Ford is one of the most prominent foreign investors to jump on the country's push to develop its vast western hinterlands.

In a show of support, Chinese parliamentary chief Li Peng visited the plant before the launch and his signature was scrawled on the hood of the first Fiesta to roll off the assembly line, a bright gold sedan.

Thursfield said ChanganFord Automobile Corp's annual capacity of 50,000 cars may rise to 150,000 as early as 2004.

Ford and GM have been fighting it out in their home market in 2002, matching each other's cash rebates and other incentives.
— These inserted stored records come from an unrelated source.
Issue #4586, opened 2016-05-05
Make mix test stop on nth failure


ibizaman:
Is it possible to add a flag asking mix test to stop on nth failure?

This is part of my test repairing workflow when using pytest, a python test executor.
I run it like this: [`pytest --maxfail=1`](https://pytest.org/latest/usage.html#stopping-after-the-first-or-n-failures), it stops on first error, I repair that error (or try at least), re-run the pytest command and repeat until there are errors.
I would use this only for manually repairing tests, not when running tests in a continuous integration fashion.

It would be awesome to have something similar in mix test task.

whatyouhide:
Is there value to making the maximum number of tests allowed to fail configurable instead of just using something like "stop on the first failing test"?

ibizaman:
I never set maxfail to something >1 so not for me at least.

eksperimental:
I guess >1 could be useful when introducing a breaking change in a project, that requires to modifiy a hell of a lot of tests.. so you want to see/fix them by chunks of n's

josevalim:
Why would such feature be required given we already print failures as they come? I would understand the importance of this feature if you had to wait for the whole suite to finish but you can already start acting as soon as the first failures show up.

eksperimental:
Because tests can be long, specially if you are on an slow computer, and you may want to be doing something else (concurrency in real life :-) rather than looking at the computer screen waiting for it to fail.
So maybe do something like:
`mix test --max-fail 3 && play_sound_sucess || play_sound_error`

I'm not saying it is required feature, I'm just giving a possible case scenario

josevalim:
I see. If someone would like to submit a pull request, we would likely accept it, but for us it is low priority. :)

ibizaman:
@josevalim to be honest, I wanted this because I didn't know at the time about the log capture option. I wanted this because in my case I have a 7000 line test debug output (all SQL requests are logged) when running all tests and I spend a stupid amount of time finding the printed failures. But as I said, log capture solves this!

PR #7480, opened 2018-03-23
Mix --max-fail opt

Kartstig:
- Relates to https://github.com/elixir-lang/elixir/issues/4586

### DIFF
--- a/lib/mix/lib/mix/tasks/test.ex
+++ b/lib/mix/lib/mix/tasks/test.ex
@@ -58,6 +58,7 @@ defmodule Mix.Tasks.Test do
     * `--listen-on-stdin` - runs tests, and then listens on stdin. Receiving a newline will
       result in the tests being run again. Very useful when combined with `--stale` and
       external commands which produce output on stdout upon file system modification.
+    * `--max-fail` - sets the maximum number of tests to allow to fail before stopping
     * `--max-cases` - sets the maximum number of tests running async. Only tests from
       different modules run in parallel. Defaults to twice the number of cores.
     * `--no-archives-check` - does not check archives
@@ -177,6 +178,7 @@ defmodule Mix.Tasks.Test do
     color: :boolean,
     cover: :boolean,
     trace: :boolean,
+    max_fail: :integer,
     max_cases: :integer,
     include: :keep,
     exclude: :keep,
@@ -277,6 +279,9 @@ defmodule Mix.Tasks.Test do
         option_only_present? = Keyword.has_key?(opts, :only)
 
         cond do
+          failures >= opts[:max_fail] ->
+            Mix.raise("Maximum number of test failures reached: #{failures}")
+
           failures > 0 and opts[:raise] ->
             Mix.raise("mix test failed")
 
@@ -330,6 +335,7 @@ defmodule Mix.Tasks.Test do
   @option_keys [
     :trace,
     :max_cases,
+    :max_fail,
     :include,
     :exclude,
     :seed,
@@ -368,7 +374,7 @@ defmodule Mix.Tasks.Test do
   defp default_opts(opts) do
     # Set autorun to false because Mix
     # automatically runs the test suite for us.
-    [autorun: false] ++ opts
+    [autorun: false, max_fail: :infinity] ++ opts
   end
 
   defp parse_files([], test_paths) do
--- a/lib/mix/lib/mix/tasks/test.ex
+++ b/lib/mix/lib/mix/tasks/test.ex
@@ -362,6 +362,7 @@ defmodule Mix.Tasks.Test do
       |> formatter_opts()
       |> color_opts()
       |> Keyword.take(@option_keys)
+      |> max_fail_opts()
       |> default_opts()
 
     {opts, allowed_files}
@@ -374,7 +375,7 @@ defmodule Mix.Tasks.Test do
   defp default_opts(opts) do
     # Set autorun to false because Mix
     # automatically runs the test suite for us.
-    [autorun: false, max_fail: :infinity] ++ opts
+    [autorun: false] ++ opts
   end
 
   defp parse_files([], test_paths) do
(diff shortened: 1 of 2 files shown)


lib/mix/lib/mix/tasks/test.ex
```diff
@@ -277,6 +279,9 @@ defmodule Mix.Tasks.Test do
         option_only_present? = Keyword.has_key?(opts, :only)
 
         cond do
+          failures >= opts[:max_fail] ->
```
josevalim: This is only invoked after all tests run, so it is not going to give you the desired effect.

lib/mix/test/mix/tasks/test_test.exs
```diff
@@ -46,21 +52,21 @@ defmodule Mix.Tasks.TestTest do
...
       assert_stale_run_output("""
       No stale tests
       """)
-    end
+    end)
   end
 
   test "--stale: runs tests that depend on modified modules" do
-    in_fixture "test_stale", fn ->
+    in_fixture("test_stale", fn ->
```
josevalim: Whatever you are using to format the code is not considering the .formatter.exs at the root of the Elixir codebase, as it should not add those parens. :)

lib/mix/lib/mix/tasks/test.ex
Kartstig: Right, it will be caught and it won't stop until the suite is done. Should a call to `agent_stop` be made?

lib/mix/test/mix/tasks/test_test.exs
Kartstig: Ah. Yeah it seems like it's coming from my Sublime Text formatter. I'll remove these changes

lib/mix/lib/mix/tasks/test.ex
josevalim: @Kartstig we would need to add support for this in ExUnit instead.

lib/mix/lib/mix/tasks/test.ex
```diff
@@ -58,6 +58,7 @@ defmodule Mix.Tasks.Test do
     * `--listen-on-stdin` - runs tests, and then listens on stdin. Receiving a newline will
       result in the tests being run again. Very useful when combined with `--stale` and
       external commands which produce output on stdout upon file system modification.
+    * `--max-fail` - sets the maximum number of tests to allow to fail before stopping
```
eksperimental: You are missing the trailing period at the end of this sentence

lib/mix/test/mix/tasks/test_test.exs
```diff
@@ -46,11 +52,11 @@ defmodule Mix.Tasks.TestTest do
   defp ex_unit_opts_from_given(passed) do
     passed
     |> ex_unit_opts()
-    |> Keyword.drop([:failures_manifest_file, :autorun])
+    |> Keyword.drop(@default_opts)
   end
 
   test "--stale: runs all tests for first run, then none on second" do
-    in_fixture "test_stale", fn ->
+    in_fixture"test_stale", fn ->
```
eksperimental: Is the removal of the white space intentional?

lib/mix/lib/mix/tasks/test.ex
```diff
@@ -450,6 +457,16 @@ defmodule Mix.Tasks.Test do
     Enum.filter(matched_test_files, &MapSet.member?(allowed_files, Path.expand(&1)))
   end
 
+  defp max_fail_opts(opts) do
+    case Keyword.fetch(opts, :max_fail) do
+      {:ok, _} ->
+        opts
```
eksperimental: What happens when max fail is a negative integer? I think we should raise.

lib/mix/test/mix/tasks/test_test.exs
```diff
@@ -3,10 +3,16 @@ Code.require_file("../../test_helper.exs", __DIR__)
...
+  @default_opts [:failures_manifest_file, :autorun, :max_fail]
+
   test "ex_unit_opts/1 returns ex unit options" do
     assert ex_unit_opts_from_given(unknown: "ok", seed: 13) == [seed: 13]
   end
 
+  test "ex_unit_opts/1 returns max_fail" do
+    assert ex_unit_opts_from_given(max_fail: 13) == [max_fail: 13]
+  end
+
```
eksperimental: It would be good to have a test for negative integers

lib/mix/lib/mix/tasks/test.ex
eksperimental: If max fail is zero, this will fail eventhough no failures happened. So we need to cover this corner case

lib/mix/lib/mix/tasks/test.ex
eksperimental: Actually the logic is wrong. It should be `>`

lib/mix/lib/mix/tasks/test.ex
eksperimental: Actually the logic is wrong. It should be `>`

josevalim:
> I originally branched off v1.6.3, but then when trying to merge the latest master I had a ton of conflicts, so I cherry-picked my commits off the latest master, but now I get the following errors:

Run `make clean` and start again. :)

lib/mix/test/mix/tasks/test_test.exs
Kartstig: Not intentional

eksperimental:
I can take care of finishing this feature but for some reason I thought something had to be decided on the Elixirs core side, or I may be mistaken with another PR

josevalim:
I don't think there is nothing pending on our side. We should call it `--max-failures` and implement it rather on the ExUnit.Runner side. The other thing is what to do with concurrent tests. When a test fails other N tests may be running and we can't just call them, otherwise we would skip cleanup.

Kartstig:
Thanks @eksperimental. I got stuck on this after Jose pointed out that the actual feature needs to be integrated into ExUnit. I couldn't find the right place for implementation and lost track of this. If you could point me in the right direction, I may be able to contribute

But GM appeared to have the upper hand in China with stakes in four plants. Ford owns a stake in just one other, light truck and minivan maker Jiangling Motors, and its Chongqing plant is much smaller than GM's $1.5 billion Shanghai plant that can churn out 100,000 cars a year.

Still, Thursfield has high hopes for a vehicle market he sees becoming the world's second largest in three to four years.

He also said he was "fairly confident" of hitting Ford's profit target of 70 cents per share in 2003. He expected international operations to turn a profit in 2003, though the North American market could cool this year.

"My objective is to have profitable business units throughout the globe outside of North America. It's my intention that each one of those will contribute," he said.